About this task:
Exactly reproduce the data from its first line through the line with "If you can't", leaving out every line after it.

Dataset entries
Segment Open
PR #3801, opened 2021-12-11
i18n: (raidboss) add EW kr translations

Bing-su:


ui/raidboss/data/06-ew/trial/hydaelyn-ex.ts
```diff
@@ -20,23 +20,27 @@ const storedMechanicsOutputStrings = {
...
     en: 'Party Stack',
+    ko: '쉐어',
   },
 };
 
 const crystallizeOutputStrings = {
   ...storedMechanicsOutputStrings,
   crystallize: {
     en: 'Crystallize: ${name}',
+    ko: 'Crystallize: ${name}', // FIXME
```
quisquous, line 35:
```suggestion
```

If you can't translate it, I think it's better to leave it.

Bing-su: you're right. I fixed it while rebasing, please check it.

quisquous: Thanks! Sorry for the small correction, but I just wanted more to let you know for the future.  :)

PR #3810, opened 2021-12-12
i18n: will EW translation ever stop

Akurosia:


quisquous:
> i18n: will EW translation ever stop

can't stop, won't stop

PR #3818, opened 2021-12-12
jobs: refactor procs boxes in flex layout

MaikoTan:
Per https://github.com/quisquous/cactbot/pull/1856#issuecomment-706589184
So we can abandon to use so many css selectors and calculate the distances.
Add a new div as a container for proc boxes, so now the construction is:
image
As my test when using caster and healer, it should look the same as before:
BLM:
image


quisquous:
Thank you! This will make it much easier in the future.

PR #3823, opened 2021-12-13
jobs: fix effect/gain/you dont trigger self gains buffs

MaikoTan:
This bug would break something like BuffTracker that
relies on the event, so buffs would not correctly trigger on the event
when the player gains some effect but when the others gains effect
from the player.

This patch fixed this. But I am a bit worrying whether the name is
clear enough for what is it used for.


quisquous:
> This patch fixed this. But I am a bit worrying whether the name is clear enough for what is it used for.

The name is clear to me, for what it's worth.

PR #3830, opened 2021-12-13
jobs: refactor combo tracker as an event emitter

MaikoTan:
Also fix a bug that combo timer would just stop after 15 seconds, because there is a `setTimeout` called with the old 15000ms.

### DIFF
--- a/ui/jobs/combo_tracker.ts
+++ b/ui/jobs/combo_tracker.ts
@@ -1,4 +1,7 @@
+import { EventEmitter } from 'eventemitter3';
+
 import { kAbility, kComboBreakers, kComboBreakers5x } from './constants';
+import { Player } from './player';
 
 type StartMap = {
   [s: string]: {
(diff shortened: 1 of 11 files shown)


ui/jobs/combo_tracker.ts
```diff
@@ -65,146 +93,27 @@ export default class ComboTracker {
...
-      kAbility.Fountain,
-    ]);
-    comboTracker.AddCombo([
-      kAbility.Windmill,
-      kAbility.Bladeshower,
-    ]);
+    const comboTracker = new ComboTracker({
+      player: player,
+      comboBreakers: breakers,
+      comboDelayMs: is5x ? 15000 : 30000,
```
quisquous, line 114: Is it possible to not duplicate this time between `base.ts` and `combo_tracker.ts`?

MaikoTan: Yeah, I am just wondering should I put it in constants.ts or just in ComponentManager.

quisquous: I think you could put both values of constants into constants.ts, and then just pick one in each place based on is5x? Maybe there's a better idea, but that's one thought.  I just want to have the numbers in one place.

MaikoTan: I have the same thought.
But I am thinking "pass is5x to ComboTracker" vs "just pass comboDelayMs that assigned outside to ComboTracker", which is better.

quisquous: Looks good to me, thanks!

PR #3831, opened 2021-12-13
jobs: WAR: Re-support ShB

Echoring:
#3774 forgot those regions still in ShB.


quisquous:
> #3774 forgot those regions still in ShB.

Whooooops.  Thank you!

PR #3834, opened 2021-12-13
jobs: AST: Draw and Sealbox change

Echoring:
Draw is chargeable now.
In EW you can no longer ensure that you can gain 3 different seals due to change of redraw and minor arcana.
So change this box to show seal amount instead of kinds, any 3 seals will make this box green.

### DIFF
--- a/ui/jobs/components/ast.ts
+++ b/ui/jobs/components/ast.ts
@@ -101,7 +101,10 @@ export class ASTComponent extends BaseComponent {
         this.combustBox.duration = 18;
         break;
       case kAbility.Draw:
-        this.drawBox.duration = 30 + this.drawBox.value;
+        if (this.is5x)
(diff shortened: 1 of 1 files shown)


ui/jobs/components/ast.ts
```diff
@@ -90,7 +101,7 @@ export class ASTComponent extends BaseComponent {
         this.combustBox.duration = 18;
         break;
       case kAbility.Draw:
-        this.drawBox.duration = 30;
+        this.drawBox.duration = 30 + this.drawBox.value;
```
quisquous, line 104: Does this need to be behind an `if (this.is5x) {`?

Echoring: You are right. I think this will not make a difference at first, but then I come to "Lost Font of Skill"...

PR #163, opened 2022-09-27
feat: basic faucet service implementation

authcall:
v1 of ECS faucet that can be used to drip funds and send any desired ECS tx to the recipient


alvrs (approved):

alvrs (approved):
LFG

alvrs (approved):

PR #165, opened 2022-09-28
feat: increase network performance by reducing unnecessary rpc calls

alvrs:
- send raw transactions instead of via ethers method to avoid unnecessary rpc roundtrips for data we don't need
- process transaction queue concurrently


packages/std-client/src/setup/setupMUDNetwork.ts
```diff
@@ -79,10 +80,17 @@ export async function setupMUDNetwork<C extends ContractComponents, SystemTypes
     signerOrProvider,
   });
 
-  const { txQueue, dispose: disposeTxQueue } = createTxQueue(contracts, network, { devMode: networkConfig.devMode });
+  const gasPriceInput$ = new BehaviorSubject<number>(
+    // If no initial gas price is provided, check the gas price once and add a 30% buffer
+    options?.initialGasPrice || (await signerOrProvider.get().getGasPrice()).toNumber() * 1.3
```
ludns, line 85: probably want to make sure this is not a float; it might make the nodes freak out.

ludns (approved):
lgtm

PR #167, opened 2022-09-29
feat: add signature verification for all client actions via relay service

authcall:
v2 of relay service with breaking change that requires clients to provide a signature for all actions verifying ownership of address which is their identity on the relay service


ludns:
great PR!
one note re: signature
clients need to sign every message + timestamp; otherwise i can pretend to be you and replay whatever messages i want.
clients and relay will only accept messages if the sig of the hash(message || timestamp) is correct, and if the timestamp is within ~5s of current time

ludns:
+ can we relay sig to client? identity can be recovered from the sig; which means a client can now:
- verify that a message was not spoofed (signed message)
- verify that a message was not replayed (signed timestamp)
- recover the identity of the sender (ecrecover on the sig). right now @alvrs had to encode the message sender's address in the message itself.

ludns (commented):
comment for @alvrs: ECDSA recover is very expensive and here we do it in ethers.js TS native code lol. there might be a lot of messages per second and it could tank our perf.
my proposal is to pipe those to a Worker that does the `verifyMessage`; and then pipe those back to the ECS components on the main thread. we'd have to benchmark, but i can suspect having ~100s of msg per second will start tanking performance.

alvrs:
note: force pushed to rebase on latest main

alvrs:
Did some simple benchmarks and address recovery take around 2ms in the main thread vs around 4ms when using a webworker (due to overhead overhead of data transfer to and from the webworker). But since doing it in a webworker is async and non-blocking, the worst thing that can happen is a backlog of messages to recover (vs a lagging client when doing in the main thread)

packages/services/cmd/ecs-relay/main.go
```diff
@@ -12,6 +12,7 @@ var (
 	port                  = flag.Int("port", 50071, "gRPC Server Port")
 	idleTimeoutTime       = flag.Int("idle-timeout-time", 30, "Time in seconds after which a client connection times out. Defaults to 30s")
 	idleDisconnectIterval = flag.Int("idle-disconnect-interval", 60, "Time in seconds for how oftern to disconnect idle clients. Defaults to 60s")
+	messsageDriftTime     = flag.Int("message-drift-time", 60, "Time in seconds that is acceptable as drift before message is not relayed. Defaults to 5s")
```
ludns, line 15:
```suggestion
	messsageDriftTime     = flag.Int("message-drift-time", 5, "Time in seconds that is acceptable as drift before message is not relayed. Defaults to 5s")
```

ludns (changes requested):

ludns (approved):

alvrs (approved):

PR #172, opened 2022-10-01
feat: add a stream rpc for message push

authcall:
- Open a stream and sent continuous message push requests
- No longer need to ping since every valid relayed message will result in a call to `client.Ping()` thus refreshing the activity timestamp


alvrs:
closing in favor of #172

PR #173, opened 2022-10-03
feat: faucet re-drip after tweet, rpc to get time until next drip

authcall:
- Request drip after verifying tweet without tweeting again on separate endpoint
- Get time until next drip


alvrs (approved):
lgtm

PR #174, opened 2022-10-03
feat: add a stream rpc for message push

alvrs:
- Open a stream and sent continuous message push requests
- No longer need to ping since every valid relayed message will result in a call to client.Ping() thus refreshing the activity timestamp
- Rename checkpoint to snapshot in network packages
- Rename relayer to relay in network packages


authcall (approved):

ludns (approved):
lgtm 🐑 
+1 on diminishing the amount of data over the wire for off-chain tx!

PR #175, opened 2022-10-04
feat: flag for sig verification, rate limiting of push, and check for balance when relaying

authcall:
- Toggle to switch on / off service-side signature verification before relay
- Rate limiting of `/Push` msg relay endpoint per client
- Only allow authenticated clients with balance > 0 to relay via `/Push`

### DIFF
--- a/packages/services/pkg/grpc/relay.go
+++ b/packages/services/pkg/grpc/relay.go
@@ -4,12 +4,14 @@ import (
 	"context"
 	"fmt"
 	"io"
+	"latticexyz/mud/packages/services/pkg/eth"
 	"latticexyz/mud/packages/services/pkg/relay"
 	"latticexyz/mud/packages/services/pkg/utils"
 	pb "latticexyz/mud/packages/services/protobuf/go/ecs-relay"
 	"time"
 
 	"github.com/ethereum/go-ethereum/crypto"
+	"github.com/ethereum/go-ethereum/ethclient"
 	"go.uber.org/zap"
 )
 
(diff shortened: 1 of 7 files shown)


packages/services/pkg/grpc/relay.go
```diff
@@ -289,13 +295,31 @@ func (server *ecsRelayServer) HandlePushRequest(request *pb.PushRequest) error {
...
+	// Get the client object for this identity to make sure it's authenticated.
 	client, err := server.GetClientFromIdentity(identity)
 	if err != nil {
 		return err
 	}
 
-	// Verify that the message is OK to relay.
+	// Check if the authenticated client has a balance. We permit pushes of messages only for
+	// clients which have a non-zero balance.
+	balance, err := eth.GetCurrentBalance(server.ethClient, recoveredAddress)
```
ludns, line 306: little nits from me: if we get 10 messages per second per client with sufficient balance we probably need to cache this and only refresh it every so often (if no balance, maybe refresh every 5 second; and if balance refresh it every 60s? so we have a maximum of 5s of messages dropped if you just received a drip on a new account; and a minute of "free" messages if you use to have fund)

alvrs: agree, otherwise we spam RPC again

alvrs (approved):

packages/services/pkg/grpc/relay.go
authcall: addressed in commit 1d476d5440a722e930eb02c47ddd475aa6487161

PR #182, opened 2022-10-05
expose component functions Set and Remove internally without onlyWriter permissions

chlwys:
Component functions Set and Remove require onlyWriter permissions, which prevent components changing their own values when called by non-systems. Although components should only interact with systems, this limits flexibility when creating 'hybrid components', like ERC721-compatible components.

The only change is adding _set and _remove methods. These are internal and will allow child components to hold some external logic if needed but does not affect anything else

### DIFF
--- a/packages/solecs/src/Component.sol
+++ b/packages/solecs/src/Component.sol
@@ -109,24 +109,7 @@ abstract contract Component is IComponent {
    * @param value Value to set for the given entity.
    */
   function set(uint256 entity, bytes memory value) public onlyWriter {
-    // Store the entity
-    entities.add(entity);
-
-    // Remove the entitiy from the previous reverse mapping if there is one
-    valueToEntities.remove(uint256(keccak256(entityToValue[entity])), entity);
-
-    // Store the entity's value;
-    entityToValue[entity] = value;
-
-    // Add the entity to the new reverse mapping
-    valueToEntities.add(uint256(keccak256(value)), entity);
-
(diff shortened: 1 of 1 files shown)


packages/solecs/src/Component.sol
```diff
@@ -196,4 +162,59 @@ abstract contract Component is IComponent {
   function registerIndexer(address indexer) external onlyWriter {
     indexers.push(IEntityIndexer(indexer));
   }
+
+  /**
+   * Set the given component value for the given entity.
+   * Registers the update in the World contract.
+   * Can only be called by addresses with write access to this component.
```
alvrs, line 169:
```suggestion
   * Can only be called internally (by the component or contracts deriving from it),
   * without requiring explicit write access.
```

packages/solecs/src/Component.sol
```diff
@@ -196,4 +162,59 @@ abstract contract Component is IComponent {
...
+    }
+
+    // Emit global event
+    IWorld(world).registerComponentValueSet(address(this), entity, value);
+  }
+
+  /**
+   * Remove the given entity from this component.
+   * Registers the update in the World contract.
+   * Can only be called by addresses with write access to this component.
```
alvrs, line 197:
```suggestion
   * Can only be called internally (by the component or contracts deriving from it),
   * without requiring explicit write access.
```

alvrs (changes requested):

alvrs (approved):
Thank you!

alvrs (approved):

PR #191, opened 2022-10-10
chore(relay): fix typo

therealbytes:


authcall (commented):
could we consolidate #191 (this), #192 and #193 and push together?

PR #195, opened 2022-10-10
feat(relay): check message data doesn't exceed a configurable limit

therealbytes:
Right now, the data field of a relayed message can have an arbitrary size so it's possible for an attacker to send a giant message. This PR adds a field to the relay server configuration specifying a size limit for message data.


therealbytes:
Should I also add a flag to the configuration to set wether the size limit is enforced, like we do for signature verification and account balance? @authcall

authcall:
> Should I also add a flag to the configuration to set wether the size limit is enforced, like we do for signature verification and account balance? @authcall

yes that sounds good. I think something like `VerifyMessageSize` seems reasonable so that we can use the same kind of check like `if server.config.VerifyMessageSize {`

authcall (approved):

authcall (dismissed):

authcall (approved):

PR #197, opened 2022-10-11
therealbytes/signature-expiration

therealbytes:
Right now, users verify their address in the relay service by signing a static message. This is vulnerable to replay-attacks.

This PR adds an optional ExpirationTime field to the address-verification signature. If provided, the signed message is assumed to be `ecs-relay-service: $ExpirationTime` instead of `ecs-relay-service`.
For the signature to be valid ExpirationTime must be greater than or equal to the current unix time.


packages/network/src/createRelayStream.ts
```diff
@@ -22,7 +22,12 @@ export async function createRelayStream(signer: Signer, url: string, id: string)
   );
 
   // Signature that should be used to prove identity
-  const signature = { signature: await signer.signMessage("ecs-relay-service") };
+  // Set the signature to expire in 5000 ms
+  const signatureExpirationTime: number = Date.now() + 5000;
+  const signature = {
+    signature: await signer.signMessage(`ecs-relay-service: ${signatureExpirationTime}`),
+    expirationTime: signatureExpirationTime,
+  };
```
alvrs, line 30: we'll need to continuously create a new signature somewhere

alvrs, line 30: Right now this only creates a single signature that expires after 5 seconds. We'll need to continuously create new signatures somewhere.

alvrs (changes requested):

authcall:
closing this draft PR for now and will reopen with some comments / re-architecture suggestions once ready

PR #993, opened 2023-06-05
fix(integration-sandbox): use custom setup status

dk1a:
trying the original fix from https://github.com/latticexyz/mud/pull/991 (which at the end got replaced by `load` event, which unfortunately didn't fix flakiness)

### DIFF
--- a/integration-sandbox/packages/contracts/test/index.test.ts
+++ b/integration-sandbox/packages/contracts/test/index.test.ts
@@ -71,8 +71,8 @@ describe("arrays", async () => {
     await expect(pushManyButton).toBeVisible();
     await expect(pushOneButton).toBeVisible();
 
-    // make sure scripts are loaded
-    await page.waitForLoadState("load");
+    // make sure setup is finished before clicking buttons
+    await expect(page.getByTitle("Setup status")).toHaveText("finished");
 
     await resetButton.click();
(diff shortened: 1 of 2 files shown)


integration-sandbox/packages/contracts/test/index.test.ts
```diff
@@ -71,8 +71,8 @@ describe("arrays", async () => {
     await expect(pushManyButton).toBeVisible();
     await expect(pushOneButton).toBeVisible();
 
-    // make sure scripts are loaded
-    await page.waitForLoadState("load");
+    // make sure setup is finished before clicking buttons
+    await expect(page.getByTitle("Setup status")).toHaveText("finished");
```
alvrs, line 75: Where does the title "Setup status" come from? Should we use the element id (`setup-status`) instead of the title here?

holic (approved):

integration-sandbox/packages/contracts/test/index.test.ts
dk1a: btw I couldn't strictly use `id` itself, that's why some elements there have `data-testid`, which playwright uses instead

dk1a:
merging since it should be a strict improvement, but @alvrs if u wanna change title or something I can do a follow-up

PR #995, opened 2023-06-05
feat(protocol-parser): add protocol parser package

holic:
I intentionally left out "parse set record/field using schema" because they're stateful (they need a schema store) and/or require an RPC client (to lazily fetch schemas/metadata) and I wanna explore them being part of the "glue" that ties together chain sync + decoding + data store (potentially stored within store-cache)


packages/protocol-parser/package.json
```diff
@@ -0,0 +1,40 @@
+{
+  "name": "@latticexyz/protocol-parser",
```
holic, line 2: I don't love this name and open to suggestions!

packages/noise/package.json
```diff
@@ -26,7 +26,7 @@
   "devDependencies": {
     "@nomicfoundation/hardhat-chai-matchers": "^1.0.3",
     "@nomiclabs/hardhat-ethers": "^2.1.1",
-    "@types/chai": "^4.3.3",
+    "@types/chai": "^4.3.5",
```
holic, line 29: fun fact: vitest had a bug until ~a month ago where it would display the wrong color for expected/received data in failing tests, and just discovered it when writing the tests for this PR

bumping vitest to at least 0.31.1 fixes it, but includes/requires a `@types/chai` bump, which conflicts with the one here so I bumped this too

I'll prob pull this out into its own PR once I get closer to this PR being ready and take a clean up pass

packages/protocol-parser/src/staticAbiTypes.ts
```diff
@@ -0,0 +1,221 @@
+import { Hex } from "viem";
```
roninjin10, line 1: This file is generally useful I kinda wish it were in viem or abitype

roninjin10:
@holic noticed you have a stacked pr here.   You should check out [graphite](https://graphite.dev/) sometime.   It's so useful for handling stacks of prs.

Also if you make the tracking branch the previous pr, as long as you have the "delete branches on merge" checked github will be smart enough to make the tracking branch main after the previous pr merges

packages/protocol-parser/src/abiTypesToSchemaData.ts
```diff
@@ -0,0 +1,21 @@
+import { Hex } from "viem";
+import { DynamicAbiType } from "./dynamicAbiTypes";
+import { schemaAbiTypes } from "./schemaAbiTypes";
+import { StaticAbiType, staticAbiTypeToByteLength } from "./staticAbiTypes";
+
+export function abiTypesToSchemaData(staticFields: StaticAbiType[], dynamicFields: DynamicAbiType[] = []): Hex {
```
alvrs, line 6: thoughts on calling this `EncodedSchema` instead of `SchemaData`?

packages/protocol-parser/src/schemaAbiTypes.ts
```diff
@@ -0,0 +1,211 @@
+import { AbiType } from "abitype";
```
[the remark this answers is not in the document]
holic: happy to move em over! It was just cleaner while prototyping to start these here from a clean slate

we should probably decide: do we like packages with multiple languages (i.e. schema-type having both solidity and TS) or should we split these/colocate them with their language-specific library (e.g. store and protocol-parser)

packages/protocol-parser/src/hexToPackedCounter.ts
```diff
@@ -0,0 +1,28 @@
...
+} {
+  if (data.length !== 66) {
+    throw new InvalidHexLengthForPackedCounterError(data);
+  }
+  const totalByteLength = decodeStaticField("uint56", sliceHex(data, 0, 7));
+
+  // TODO: use schema to make sure we only parse as many as we need (rather than zeroes at the end)?
+  const fieldByteLengths = decodeDynamicField("uint40[]", sliceHex(data, 7));
+
+  // TODO: assert that the sum of the field byte lengths is equal to the total byte length
```
alvrs, line 25: should we do that here? seems easy enough

packages/protocol-parser/src/abiTypesToSchemaData.ts
holic: I originally had this as `rawSchema` but using `data` seemed to align better with everything else (each helper in this package that accepts hex arg named "data", viem calls hex "data" in many helpers)

could also see this being `abiTypesToSchemaHex ` instead and using `hex` everywhere

since each helper is pretty well contained, having consistent naming made it a little easier to move logic around into different places, otherwise we'd have hex with a bunch of different names: `encodedSchema`, `encodedTableSchema`, `encodedFieldValue`, `encodedKeyTuple`, etc.

packages/protocol-parser/src/hexToPackedCounter.ts
holic: right now this util doesn't accept/need a schema, but those validations would, so I wasn't sure if it was useful to have this as a pure parser vs. something that needed a schema to work properly

packages/protocol-parser/src/schemaAbiTypes.ts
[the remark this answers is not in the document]
holic: if you don't mind, I'd prefer to move it over in a follow up as part of a larger refactor, because once I move it over and align naming, its likely a bunch of other downstream packages (e.g. network) will need updating too, and that feels outside the scope of this PR

alvrs (approved):
so clean! ✨✨✨
(none of my comments are blocking)

packages/protocol-parser/src/abiTypesToSchemaData.ts
holic: re: naming, I was also stuck on whether things like `decodeDynamicField` should be named differently, since it's not a pure "hex to something" but rather "abi type + hex to its JS primitive type"

packages/protocol-parser/src/schemaAbiTypes.ts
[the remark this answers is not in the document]
holic: moved schema type stuff to schema-type in https://github.com/latticexyz/mud/pull/1029

PR #996, opened 2023-06-06
ERC721

0xhank:
This PR allows users to create fully compatible ERC721 tokens in their MUD worlds.
<a href="https://github.com/0xhank/mud-tokens/tree/erc721-example">An example can be seen here.</a>
<br>
### Tasks:
- [x] implement standard ERC721 proxy contract
- [x] implement ERC721 base system that proxies events and is extensible by a user's token contract 
- [x] implement base erc registration contract that is extensible by a user's custom token module
- [x] implement module framework that allows users to create custom tables and functions for their tokens
- [ ] implement plugin that autodeploys modules with the user's parameters (custom tables and function selectors)
- [ ] implement codegen script that autogenerates modules based on the tables and function selectors within token contracts 
<br>
### Design concerns
- The base `ERC721System` contract requires namespace to be passed in. The benefit is this contract doesn't need to be generated for each token contract, and the downside is the devex/gas costs of passing a namespace through each function
- Creating tables for tokens requires adding them to the namespace of the token. It is necessary for each table to have its own name within the namespace. I would recommend adding a tableId to the autogenerated table solidity files, with in this format:
```bytes16 constant tableName = bytes16('MyTokenTable.t');```

### CODE REVIEW

**Comment by 0xhank** [comment]
I have moved the functionality from being a module to a script. To make your namespace ERC721 compatible, you call ERC721Registration.install in the PostDeploy script: 
```
ERC721Registration.install(world, namespace, "Test", "TST");
```
A namespace can now take on full functionality of an ERC721 by accessing functions in the LibERC721 function. For example, to mint, you call
```
    LibERC721._mint(namespace, _msgSender(), tokenId);
```

alvrs:
Amazing initiative, highly appreciated! Unfortunately I don't have the capacity to review this at the moment because we're fully focussed on a stable release of v2. We're also gonna move in the direction of putting modules/plugins in separate packages from the core packages, maybe even a separate repository, once the plugin system is fully done and stable. We can already promote this project on the https://community.mud.dev/ page though!

0xhank:
🫡

I can turn it into an npm package? Or should I hold off until there is a more clear roadmap?

dk1a:
it's best to hold off on plugin implementation specifics, we might significantly change the API there soon

0xhank:
To clarify, there is no module or plugin. It's just a script and a library

alvrs:
i think ideally it would be a plugin/module, but for that we need to finalize the plugin foundation, so probably best to hold off for now

alvrs:
gonna close this for now to keep the PR list lean, but happy to reopen and move to the plugin package once it's ready

PR #999, opened 2023-06-07
feat(cli): add trace

dk1a:


holic:
> also updates pnpm (this wasn't very intentional, do u want it in a separate PR? )

yeah if it's not needed for this PR, it'd be great to remove this or separate it

packages/cli/src/commands/trace.ts
```diff
@@ -0,0 +1,105 @@
+import type { CommandModule } from "yargs";
+import { ethers } from "ethers";
+import { loadConfig } from "@latticexyz/config/node";
+import { StoreConfig } from "@latticexyz/store";
+import { cast, getSrcDirectory } from "@latticexyz/common/foundry";
+import { resolveWorldConfig, WorldConfig } from "@latticexyz/world";
+import { TableId } from "@latticexyz/utils";
+import { IBaseWorld } from "@latticexyz/world/types/ethers-contracts/IBaseWorld";
+import { getChainId, getExistingContracts } from "../utils";
+
```
alvrs, line 10:
```suggestion
```

packages/cli/src/commands/trace.ts
```diff
@@ -0,0 +1,105 @@
...
+    process.exit(0);
+  },
+};
+
+export default commandModule;
+
+async function getWorldAddress(worldsFile: string, worldAddress?: string, rpc?: string) {
+  if (worldAddress) {
+    return worldAddress;
```
alvrs, line 93: feels weird for this util to take an optional `worldAddress` param and then early return if it's provided; we should just do 
```ts
const worldAddress = args.worldAddress ?? getWorldAddress(worldFile, rpc);
```

packages/cli/src/commands/trace.ts
```diff
@@ -0,0 +1,105 @@
...
+  builder(yargs) {
+    return yargs.options({
+      tx: { type: "string", required: true, description: "Transaction hash to replay" },
+      worldAddress: {
+        type: "string",
+        description: "World contract address. Defaults to the value from worlds.json, based on rpc port",
+      },
+      configPath: { type: "string", desc: "Path to the config file" },
+      srcDir: { type: "string", desc: "Source directory. Defaults to foundry src directory." },
+      rpc: { type: "string", description: "json rpc endpoint, defaults to http://localhost:8545" },
```
alvrs, line 39: we should make this explicitly default to `localhost:8545` with the `default` option here. (Then we also don't need to name the default in the description because it will be displayed by default).

packages/cli/src/commands/trace.ts
```diff
@@ -0,0 +1,105 @@
...
+  },
+};
+
+export default commandModule;
+
+async function getWorldAddress(worldsFile: string, worldAddress?: string, rpc?: string) {
+  if (worldAddress) {
+    return worldAddress;
+  } else if (existsSync(worldsFile)) {
+    const chainId = rpc ? await getChainId(rpc) : 8545;
```
alvrs, line 95: if we make the rpc default to localhost (see comment above) we don't need to make `rpc` optional here either and can always use `getChainId` here

packages/cli/src/commands/trace.ts
```diff
@@ -0,0 +1,105 @@
...
+    const deploys = JSON.parse(readFileSync(worldsFile, "utf-8"));
+
+    if (!deploys[chainId]) {
+      throw new MUDError(`worldsFile is missing chainId ${chainId}`);
```
alvrs, line 99: might be good to include the path of the worlds file here, or at least call it `worlds.json` so people know where to look

packages/cli/src/commands/worldgen.ts
```diff
@@ -4,9 +4,9 @@ import { StoreConfig } from "@latticexyz/store";
 import { WorldConfig } from "@latticexyz/world";
 import { worldgen } from "@latticexyz/world/node";
 import { getSrcDirectory } from "@latticexyz/common/foundry";
-import glob from "glob";
-import path, { basename } from "path";
+import path from "path";
```
alvrs, line 7: looks like we don't need this anymore
```suggestion
```

packages/cli/src/commands/worldgen.ts
```diff
@@ -4,9 +4,9 @@ import { StoreConfig } from "@latticexyz/store";
...
 import { rmSync } from "fs";
+import { getExistingContracts } from "../utils/getExistingContracts";
```
alvrs, line 9: nit
```suggestion
import { getExistingContracts } from "../utils";
```

packages/cli/src/commands/trace.ts
alvrs: actually we should probably default to the rpc of the foundry config, and just fall back to localhost if it doesn't exist

packages/cli/src/commands/trace.ts
```diff
@@ -0,0 +1,109 @@
...
+import { MUDError } from "@latticexyz/common/errors";
+import { cast, getRpcUrl, getSrcDirectory } from "@latticexyz/common/foundry";
+import { TableId } from "@latticexyz/utils";
+import { StoreConfig } from "@latticexyz/store";
+import { resolveWorldConfig, WorldConfig } from "@latticexyz/world";
+import { IBaseWorld } from "@latticexyz/world/types/ethers-contracts/IBaseWorld";
+import { getChainId, getExistingContracts } from "../utils";
+
+import IBaseWorldData from "@latticexyz/world/abi/IBaseWorld.sol/IBaseWorld.json" assert { type: "json" };
+
```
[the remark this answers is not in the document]
alvrs: i'm not sure why spacing is like this in `deploy.ts` either haha, if we put spacing between imports i'd expect to have a group for external dependencies, _maybe_ a separate one for mud dependencies, and _maybe_ a third one for local imports. So in this case i'd expect the `IBaseWorldData` import to be in the same group as the other mud imports, and then maybe a space between that group and `../utils`, but no strong opinion about that.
Segment Closed
Result of this task:
PR #3801, opened 2021-12-11
i18n: (raidboss) add EW kr translations

Bing-su:


ui/raidboss/data/06-ew/trial/hydaelyn-ex.ts
```diff
@@ -20,23 +20,27 @@ const storedMechanicsOutputStrings = {
...
     en: 'Party Stack',
+    ko: '쉐어',
   },
 };
 
 const crystallizeOutputStrings = {
   ...storedMechanicsOutputStrings,
   crystallize: {
     en: 'Crystallize: ${name}',
+    ko: 'Crystallize: ${name}', // FIXME
```
quisquous, line 35:
```suggestion
```

If you can't translate it, I think it's better to leave it.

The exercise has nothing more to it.